- Aim of the task: Your answer consists of the lines in the data that contain "github". Copy each of them.

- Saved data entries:
PR #372, opened 2026-07-27
[NPU] fix: update MoE communication selector for colocated Ascend A3

miracle0517:
# Details
This PR fixes a MoE inference precision issue observed with Qwen3-30B-A3B on Ascend A3/910C in colocated RL deployments. After a live actor-to-vLLM weight update, rollout output could become incorrect from the first token, causing repetitive generation and a train_rollout_logprob_abs_diff greater than 0.1. The issue was not reproducible on 910B in colocated mode or on 910C in disaggregated mode. Weight probes confirmed that actor export, IPC transfer, expert loading, and final MoE parameter values were consistent, isolating the problem to the runtime MoE communication path. On 910C, vLLM-Ascend may select MC2, while the equivalent 910B configuration uses ALLGATHER. This change therefore forces MoECommType.ALLGATHER only when all three conditions are met: the device is A3/910C, the rollout engine is colocated, and the native selector identifies the model as MoE. Dense models, 910B devices, and disaggregated deployments retain the native communication selection. This prioritizes correctness over the MC2 performance optimization for the affected configuration.

# Testing
- [x] End-to-end Qwen3-30B-A3B colocated training on Ascend A3
image

image

### DIFF
--- a/.buildkite/npu_suites.py
+++ b/.buildkite/npu_suites.py
@@ -29,7 +29,8 @@ BUILDKITE_SOURCE = os.environ.get("BUILDKITE_SOURCE", "")
 SUITES = {
     "smk": [
         ("test_qwen3_4B_npu.py", "npu-8", "", {}),
-        ("test_qwen3_30B_A3B_npu.py", "npu-16", "", {}),
+        ("test_qwen3_30B_A3B_npu.py", "npu-8", "--colocate", {}),
+        ("test_qwen3_30B_A3B_npu.py", "npu-16", "--disaggregated", {}),
     ],
     "nightly": [],
 }
--- a/vime/backends/megatron_utils/update_weight/update_weight_from_tensor.py
+++ b/vime/backends/megatron_utils/update_weight/update_weight_from_tensor.py
@@ -4,7 +4,9 @@ Colocated vLLM weight sync using native IPC transfer engines.
 
 from __future__ import annotations
 
+import logging
 import os
+import sys
 from argparse import Namespace
 from collections.abc import Callable, Mapping, Sequence
 from dataclasses import asdict
@@ -25,6 +27,8 @@ from .update_weight_from_distributed import (
     post_process_weights,
     update_weights_from_distributed,
 )
+
+logger = logging.getLogger(__name__)
 
 
 class UpdateWeightFromTensor:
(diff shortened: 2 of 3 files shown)


Meihan-chen (commented):
Could we update tests/test_qwen3_30B_A3B_npu.py to colocate mode, to improve test coverage for this mode?

floatlibai:
Does this PR mean MoE colocated performance on A3 will regress? If so, roughly by how much? Is there a fix in progress, or can this be addressed on the vLLM-Ascend side so MC2 works correctly instead of falling back to ALLGATHER?

vime/backends/megatron_utils/update_weight/update_weight_from_tensor.py
```diff
@@ -283,6 +287,55 @@ def _patch_npu_worker() -> None:
...
 
+    @staticmethod
+    def _patch_a3_moe_comm_selector() -> None:
+        """Force ALLGATHER for colocated MoE forwards on Ascend A3 (910C)."""
+        from vllm_ascend.utils import AscendDeviceType, get_ascend_device_type
+
+        if get_ascend_device_type() != AscendDeviceType.A3:
+            return
+
+        import vllm_ascend.ascend_forward_context as ascend_forward_context
```
momo609, line 298: Does this mean moe can only use all_gather?

miracle0517: Only in the A3 and colocate training，the patch take effect and  moe can only use allgather；in separated training，mc2 and allgather both in use。
image

miracle0517:
> Could we update tests/test_qwen3_30B_A3B_npu.py to colocate mode, to improve test coverage for this mode?

when this pr is merged, i think we can update ci test to cover colocate mode.

Meihan-chen:
> > Could we update tests/test_qwen3_30B_A3B_npu.py to colocate mode, to improve test coverage for this mode?
> 
> when this pr is merged, i think we can update ci test to cover colocate mode.

I think these two are really one step: for this fix to merge we'd want CI evidence, and CI can only produce it once the test runs in colocate mode — otherwise the patch is never exercised. So the test update is more of a prerequisite here than a follow-up. Would you mind including it in this PR? Happy to unblock the NPU gate as soon as you push.

miracle0517:
> Does this PR mean MoE colocated performance on A3 will regress? If so, roughly by how much? Is there a fix in progress, or can this be addressed on the vLLM-Ascend side so MC2 works correctly instead of falling back to ALLGATHER?

Under the scenario of Qwen3-30B-A3B, no significant performance degradation was observed.We can open an issue on vllm-ascend to see if this problem can be solved.

miracle0517:
> > > Could we update tests/test_qwen3_30B_A3B_npu.py to colocate mode, to improve test coverage for this mode?
> > 
> > 
> > when this pr is merged, i think we can update ci test to cover colocate mode.
> 
> I think these two are really one step: for this fix to merge we'd want CI evidence, and CI can only produce it once the test runs in colocate mode — otherwise the patch is never exercised. So the test update is more of a prerequisite here than a follow-up. Would you mind including it in this PR? Happy to unblock the NPU gate as soon as you push.

I did it.Can we unblock the NPU gate to test if it works correctly?

Ulrica111:
> > Does this PR mean MoE colocated performance on A3 will regress? If so, roughly by how much? Is there a fix in progress, or can this be addressed on the vLLM-Ascend side so MC2 works correctly instead of falling back to ALLGATHER?
> 
> Under the scenario of Qwen3-30B-A3B, no significant performance degradation was observed.We can open an issue on vllm-ascend to see if this problem can be solved.

We are seeing signs that forcing ALLGATHER may only be a workaround. Our results point to Vime's high-concurrency rollout and batching integration, rather than a general MC2/ALLTOALL correctness issue. Some lightweight comparison results are available in #374: https://github.com/vllm-project/vime/issues/374

.buildkite/npu_suites.py
```diff
@@ -29,7 +29,8 @@
 SUITES = {
     "smk": [
         ("test_qwen3_4B_npu.py", "npu-8", "", {}),
-        ("test_qwen3_30B_A3B_npu.py", "npu-16", "", {}),
+        ("test_qwen3_30B_A3B_npu.py", "npu-8", "--colocate", {}),
+        ("test_qwen3_30B_A3B_npu.py", "npu-16", "--disaggregated", {}),
```
Meihan-chen, line 33: Thanks for adding the mode switch. Can we keep just one 30B entry — colocate-only, still on npu-16? The 4B test already covers disaggregated in the same suite, and with a single mode we can drop the argparse flags. I think the OOM came from dropping to npu-8 rather than from colocation, so all 16 dies should give the headroom back.

miracle0517:
> > > Does this PR mean MoE colocated performance on A3 will regress? If so, roughly by how much? Is there a fix in progress, or can this be addressed on the vLLM-Ascend side so MC2 works correctly instead of falling back to ALLGATHER?
> > 
> > 
> > Under the scenario of Qwen3-30B-A3B, no significant performance degradation was observed.We can open an issue on vllm-ascend to see if this problem can be solved.
> 
> We are seeing signs that forcing ALLGATHER may only be a workaround. Our results point to Vime's high-concurrency rollout and batching integration, rather than a general MC2/ALLTOALL correctness issue. Some lightweight comparison results are available in #374: #374

Thank you for the insightful analysis. The underlying issue has been identified, and a fix is now available in the latest pull request.https://github.com/vllm-project/vime/pull/376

- Response to this task:
We are seeing signs that forcing ALLGATHER may only be a workaround. Our results point to Vime's high-concurrency rollout and batching integration, rather than a general MC2/ALLTOALL correctness issue. Some lightweight comparison results are available in #374: https://github.com/vllm-project/vime/issues/374
Thank you for the insightful analysis. The underlying issue has been identified, and a fix is now available in the latest pull request.https://github.com/vllm-project/vime/pull/376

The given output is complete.